Collected data
....

PR #1170, opened 2020-01-07
Add JSON generator

brettkail-wk:
### Story:
We would like to be able to introspect Frugal files without the complexity of actually parsing the Frugal file format.

### Acceptance Criteria:

### Design Notes:
A new `-gen json` output mode is added that produces a lightweight JSON format.  The key names are deliberately kept short to minimize the size of the file since we would like to use the output in very space-constrained storage where compression is not an option.

### How To Test:
Unit test added for `variety.frugal`.

#### Reviewers:
@Workiva/product2

### DIFF
--- a/compiler/generator/json/generator.go
+++ b/compiler/generator/json/generator.go
@@ -124,9 +124,6 @@ type scope struct {
 	Operations map[string]*frugalType `json:"o,omitempty"`
 }
 
-type operation struct {
-}
-
 type method struct {
 	Params  map[int]*field `json:"p,omitempty"`
 	Results map[int]*field `json:"r,omitempty"`
--- a/compiler/generator/json/generator.go
+++ b/compiler/generator/json/generator.go
@@ -31,7 +31,7 @@ type Generator struct {
 	generated bool
 }
 
-var gen *Generator
+var _ generator.ProgramGenerator = (*Generator)(nil)
 
 // NewGenerator returns a generator for JSON descriptor files.
 func NewGenerator(options map[string]string) generator.ProgramGenerator {
--- a/compiler/generator/json/generator.go
+++ b/compiler/generator/json/generator.go
@@ -1,0 +1,302 @@
+/*
+ * Copyright 2020 Workiva
+ * Licensed under the Apache License, Version 2.0 (the "License");
+ * you may not use this file except in compliance with the License.
+ * You may obtain a copy of the License at
+ *     http://www.apache.org/licenses/LICENSE-2.0
+ * Unless required by applicable law or agreed to in writing, software
+ * distributed under the License is distributed on an "AS IS" BASIS,
+ * WITHOUT WARRANTIES OR CONDITIONS OF ANY KIND, either express or implied.
+ * See the License for the specific language governing permissions and
+ * limitations under the License.
+ */
+
+package json
+
+import (
+	"encoding/json"
+	"os"
+
+	"github.com/Workiva/frugal/compiler/generator"
+	"github.com/Workiva/frugal/compiler/parser"
+)
+
+const (
+	defaultOutputDir = "gen-json"
+)
+
+// Generator generates JSON descriptor files.
+type Generator struct {
+	options   map[string]string
+	generated bool
+}
+
+var gen *Generator
+
+// NewGenerator returns a generator for JSON descriptor files.
+func NewGenerator(options map[string]string) generator.ProgramGenerator {
+	return &Generator{
+		options: options,
+	}
+}
+
+// GetOutputDir returns the dir unchanged.
+func (*Generator) GetOutputDir(dir string, frugal *parser.Frugal) string {
+	return dir
+}
+
+// DefaultOutputDir returns "gen-json".
+func (*Generator) DefaultOutputDir() string {
+	return defaultOutputDir
+}
+
+// UseVendor returns false.
+func (*Generator) UseVendor() bool {
+	return false
+}
+
+// Generate writes a type library to the output directory.
+func (g *Generator) Generate(pf *parser.Frugal, outputDir string) error {
+	if g.generated {
+		return nil
+	}
+	g.generated = true
+
+	f, err := os.OpenFile(outputDir+"/frugal.json", os.O_CREATE|os.O_WRONLY|os.O_TRUNC, 0644)
+	if err != nil {
+		return err
+	}
+	defer f.Close()
+
+	frugals := collectFrugals(pf, []*parser.Frugal{}, map[string]struct{}{})
+	ff := toFiles(frugals)
+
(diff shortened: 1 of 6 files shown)


aviary3-wk:
## Security Insights

## Action Items
---

compiler/generator/json/generator.go
```diff
@@ -0,0 +1,302 @@
...
+	return t
+}
+
+func toRawType(pt *parser.Type) *frugalType {
+	if pt.IsContainer() {
+		switch {
+		case pt.Name == "list":
+			return &frugalType{Value: toType(pt.ValueType)}
+		case pt.Name == "set":
+			return &frugalType{Key: toType(pt.ValueType)}
```
yuanmwang-wf: Should this return `&frugalType{Key: toType(pt.KeyType)}` instead of `pt.ValueType`?

brettkail-wk: The parser populates [pt.ValueType](https://github.com/Workiva/frugal/blob/5cff5467fcb0718c616cfb4a6bf580118903f82a/compiler/parser/grammar.peg#L404-L407) for sets, so it's correct as-is.  The JSON deliberately deviates from this internal model and looks like this:
* `map<i32,string>` - `{"k":{"b":"i32"},"v":{"b":"string"}}` (key+value)
* `set<string>` - `{"k": {"b":"string"}}` (just key, ala Go `map[string]struct{}`)
* `list<string>` - `{"v": {"b":"string"}}` (just value)

That encoding scheme seemed reasoanbly elegant to me.  I considered `{"v":{"b":"string"},"s":true}`, but that's slightly larger without any real benefit.

yuanmwang-wf: That makes sense, thanks for the clarification.

compiler/generator/json/generator.go
```diff
@@ -0,0 +1,302 @@
...
+	defaultOutputDir = "gen-json"
+)
+
+// Generator generates JSON descriptor files.
+type Generator struct {
+	options   map[string]string
+	generated bool
+}
+
+var gen *Generator
```
brianshannan-wf: Did you mean for this to be an assertion this struct satisfies the `ProgramGenerator` interface?

compiler/generator/json/generator.go
```diff
@@ -0,0 +1,302 @@
...
+}
+
+// UseVendor returns false.
+func (*Generator) UseVendor() bool {
+	return false
+}
+
+// Generate writes a type library to the output directory.
+func (g *Generator) Generate(pf *parser.Frugal, outputDir string) error {
+	if g.generated {
```
brianshannan-wf: Is this boolean meant to prevent generating any code for included frugal files if the recursive flag is provided?

compiler/generator/json/generator.go
brettkail-wk: Oops, I did multiple iterations of this: assertion for `LanguageGenerator`, single global variable hack, and then I failed to update this back to an assertion for `ProgramGenerator` when I switched to that approach.  I'll fix it.

compiler/generator/json/generator.go
brettkail-wk: Yes, but I had misread the code, so I didn't realize it required opting in to recursive.  If you think it's best, I can remove it.

As an aside, it seems somewhat weird to me the `!generate` check isn't at the very top of the function (or remove the param and check `Recurse` in the caller?), which means `CompiledFiles`, `MkdirAll`, and `logv` all happen for the first level of includes?

compiler/generator/json/generator.go
```diff
@@ -0,0 +1,302 @@
...
+		t.Annotations = map[string]string{}
+		for _, pa := range pt.Annotations {
+			t.Annotations[pa.Name] = pa.Value
+		}
+	}
+	return t
+}
+
+func toRawType(pt *parser.Type) *frugalType {
+	if pt.IsContainer() {
```
brianshannan-wf: Does [UnderlyingType](https://github.com/Workiva/frugal/blob/master/compiler/parser/types.go#L820) need to be used at some point in this method? I don't remember all the rules for typedefs and their names off the top of my head, so it might be unnecessary

compiler/generator/json/generator.go
```diff
@@ -0,0 +1,302 @@
...
+		case pt.Name == "map":
+			return &frugalType{
+				Key:   toType(pt.KeyType),
+				Value: toType(pt.ValueType),
+			}
+		}
+		panic("unknown container type " + pt.Name)
+	}
+
+	if _, ok := baseTypes[pt.Name]; ok {
```
brianshannan-wf: I don't think this if statement currently does anything. Either way `&frugalType{Name: pt.Name}` is returned

compiler/generator/json/generator.go
brianshannan-wf: I don't want to be too over the top, would it be possible to add a readme that documents the expected outputs for each frugal entity and what the single letter keys mean? That way consumers won't have to read through the generator code to figure out what the json output means

compiler/generator/json/generator.go
brettkail-wk: This `if` statement is populating `Base`, not `Name` (both from `pt.Name`).

brianshannan-wf: Ah yep 🤦‍♂ . If it's desired for typedefs for the base types to work like base types, they'll definitely need an `UnderlyingType()` check. It's not immediately clear to me how you want that to behave

compiler/generator/json/generator.go
brettkail-wk: The typedef names are deliberately exposed.  For example:
1. [`typedef i32 int`](https://github.com/Workiva/frugal/blob/5cff5467fcb0718c616cfb4a6bf580118903f82a/test/idl/variety.frugal#L13)
2. [`3: int someotherthing`](https://github.com/Workiva/frugal/blob/5cff5467fcb0718c616cfb4a6bf580118903f82a/test/idl/variety.frugal#L82)
3. [expected output](https://github.com/Workiva/frugal/pull/1170/files#diff-49284122a9a630e387568148caee41d2R737-R742)
```
          "3": {
            "n": "someotherthing",
            "t": {
              "n": "int"
            }
          },
```

Processors can know to process recursively (and render as much/little detail as desired).

brianshannan-wf: Okay, that desired behaviour makes sense

compiler/generator/json/generator.go
brettkail-wk: I've added a small `documentation/json.md` file ([rendered](https://github.com/brettkail-wk/frugal/blob/wip_json_generator/documentation/json.md)).

yuanmwang-wf:
@Workiva/release-management-p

....

■ What the task asks: Among the lines of the data, which ones contain the word "field"? Show them.

■ The completed task:
 	Params  map[int]*field `json:"p,omitempty"`
 	Results map[int]*field `json:"r,omitempty"`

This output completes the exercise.